PR #10385, opened 2025-08-04
chore: fix flakiness in gofakeit usage with additional random string

stebenz:
# Which Problems Are Solved

Flakiness in integration tests regarding gofakeit functions, which provided the same names on 2 different occasions.

# How the Problems Are Solved

Attach a random string to the provided names, so that they are not dependent on the gofakeit code.

# Additional Changes

None

# Additional Context

None


internal/integration/name.go
```diff
@@ -0,0 +1,41 @@
+package integration
+
+import "github.com/brianvoe/gofakeit/v6"
+
+// company private function to add a random string to the gofakeit.Company function
+func company() string {
+	return gofakeit.Company() + "-" + RandString(5)
```
IAM-marco, line 7: `RandString()` has an `init()` function with a deprecated `rand.Seed()`. According to the docs, in go 1.24, `rand.Seed()` is a no-op function. Can you remote the `init()` in there or switch to `rand.NewSource()` (I don't think we need it)

stebenz: Didn't see it, replaced with `rand.NewSource()`.

PR #10407, opened 2025-08-06
docs: simplify compose example

### LINKED ISSUE #10379: [Bug]: Zitadel v4 in docker compose
### Preflight Checklist

### Environment

Self-hosted

### Version

4.0.0

### Database

PostgreSQL

### Database Version

17

I simply tried following the official manual for Docker compose - couldn't get it running.
Encountered multiple bugs with traefik and zitadel itself.

Is there any way to run it without Traefik? 
I tried, but then this goes into a different rabbit hole of random issues.
This might seem like an overkill when testing Zitadel locally (especially seeing self-signed ssl cert warnings).

### To reproduce

1. Go to https://zitadel.com/docs/self-hosting/deploy/compose
2. Copy the configs locally
3. Try to run it - get an error
4. I managed to get to the console once - but then everything broke again when I restarted Docker.

### Screenshots

This happens most of the time:

Image

Image

### Expected behavior

To be working

### Operating System

MacOS 15.5
Docker 4.43

### Relevant Configuration

_No response_

### Additional Context

I checked Discord - there're many similar questions with `code: 5, message: "Not found"`, but no proper answers.

eliobischof:
- **remove traefik**
- **machine user**
- **describe login-client**

# Which Problems Are Solved

Using the compose configuration with for existing installation doesn't work.
It is not appreciated in the whole community, that we use Traefik for the deployment example. 

# How the Problems Are Solved

- The config we used before v4 is reused and extended in a compatible way.
- Traefik is removed, Zitadel is accessible again at localhost:8080 and the login at localhost:3000
- A page is added that describes how to create a login client and switch from login v1 to v2. The page is linked in a hint in the compose example.

# Additional Changes

- The config also sets up a machine user and documents it inline. This allows us to avoid using the cumbersome separate docker-compose-sa.yaml

# Additional Context

- Closes #10379 
- Internal discussion https://zitadel.slack.com/archives/C08TL9AURL7/p1754471184222879


docs/docs/self-hosting/deploy/docker-compose.yaml
```diff
@@ -1,117 +1,98 @@
...
+      # It writes a PAT to the path specified in ZITADEL_FIRSTINSTANCE_LOGINCLIENTPATPATH.
+      # The PAT is passed to the login container via the environment variable ZITADEL_SERVICE_USER_TOKEN_FILE.
+      ZITADEL_FIRSTINSTANCE_LOGINCLIENTPATPATH: /current-dir/login-client.pat
+      ZITADEL_FIRSTINSTANCE_ORG_HUMAN_PASSWORDCHANGEREQUIRED: false
+      ZITADEL_FIRSTINSTANCE_ORG_LOGINCLIENT_MACHINE_USERNAME: login-client
+      ZITADEL_FIRSTINSTANCE_ORG_LOGINCLIENT_MACHINE_NAME: Automatically Initialized IAM_LOGIN_CLIENT
+      ZITADEL_FIRSTINSTANCE_ORG_LOGINCLIENT_PAT_EXPIRATIONDATE: '2029-01-01T00:00:00Z'
+      ZITADEL_DEFAULTINSTANCE_FEATURES_LOGINV2_REQUIRED: true
+      ZITADEL_DEFAULTINSTANCE_FEATURES_LOGINV2_BASEURI: http://localhost:3000/ui/v2/login
+      ZITADEL_OIDC_DEFAULTLOGINURLV2: http://localhost:3000/ui/v2/login/login?authRequest=
```
stebenz, line 28: Should that not already work with the value in the defaults.yaml?

eliobischof: I didn't test it but as the default is relative, I assume it doesn't work as it would point to http://localhost:8080/ui/v2/login/

PR #10409, opened 2025-08-06
feat(api): expose OIDC scopes in session management api

lukaslihotzki-f:
# Which Problems Are Solved

A session management UI cannot show the user any information about a session that is encoded in the OIDC scopes, making session management less useful for the user.

# How the Problems Are Solved

On session and oidc_session link, the scopes are projected to the session. The session management API queries and returns these projected scopes when searching sessions or getting a single session.

# Additional Changes

none

# Additional Context

none


lukaslihotzki-f:
This approach does not work as intended when there are multiple `oidc_session`s per `session`. In this case, the last linked `oidc_session` scopes are projected to each session.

------------------------

**Task to carry out**
In the entries above, find the line holding "internal/integration/name.go" and the line holding "PR #10407, opened 2025-08-06", then retype exactly those two lines and every line between them, and nothing else.

**Written solution**
internal/integration/name.go
```diff
@@ -0,0 +1,41 @@
+package integration
+
+import "github.com/brianvoe/gofakeit/v6"
+
+// company private function to add a random string to the gofakeit.Company function
+func company() string {
+	return gofakeit.Company() + "-" + RandString(5)
```
IAM-marco, line 7: `RandString()` has an `init()` function with a deprecated `rand.Seed()`. According to the docs, in go 1.24, `rand.Seed()` is a no-op function. Can you remote the `init()` in there or switch to `rand.NewSource()` (I don't think we need it)

stebenz: Didn't see it, replaced with `rand.NewSource()`.

PR #10407, opened 2025-08-06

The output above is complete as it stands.